CGS602A: Basic Statistics Data Analysis & Inference

Course Description

In the course we will study experiment design, basic data analysis and inference, hypothesis testing and some modelling. This involves exploring data via visualization to help propose viable hypotheses; testing hypotheses and constructing and validating predictive models for the data. The basic statistics and probability concepts required will also be covered - but quickly.

The language and platform used will be Python. Python will not be covered in the course. Look at the reference material in the links page.

At the end of the course students should be proficient in the platform used and should be able to use it to do basic data analysis and inference. Also, contruct simple statistical models for data. They will also be expected to understand the basic theoretical statistical basis for data analysis. However, the emphasis will be on applying statistical methods for data analysis and not the theory behind the methods themselves.

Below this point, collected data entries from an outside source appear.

PR #11670, opened 2023-03-11
Feature: RichCommands Cut/Copy/Paste

cinqmilleans:
**Resolved / Related Issues**
* New rich command PasteItem.
* Fix visibility of private methods.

The topics below will not be covered in sequence but braided together so that the course as whole makes sense.

Course Content

Topics

  1. Types of studies, experiments and their design. Independent and dependent variables. Sources of error and variation.
  2. Basic statistics and probability fundamentals.
  3. Basic visualization of data (scatter, box,` density and other plots).
  4. Probability laws.
  5. Discrete and continuous distributions.
  6. Parameters of a distribution.
  7. Moments, expectation, linearity of expectation.
  8. Inferring the parameters of a distribution from a sample. Likelihood function and maximum likelihood estimates. Biased and unabiased estimates.
  9. Basic overview of the Python libraries needed.
  10. Sampling and the sampling distribution, confidence intervals.
  11. Null and alternate hypothesis.
  12. Significance level, P-values. Basic statistical inference: various statistics and tests based on them. Single and two population tests for mean, proportion, difference of means and proportions.
  13. Simple, multiple regression models; testing and validating models; model selection.
  14. One way and two way analysis of variance. Analysis of longitudinal studies and repeated measures.
  15. Basic non-parametric tests.
  16. Bayesian methods and modelling.
  17. (Optional - if time permits) Some basic computational models e.g. accumulator models.

Reference material

Links to internet resources are at: useful links.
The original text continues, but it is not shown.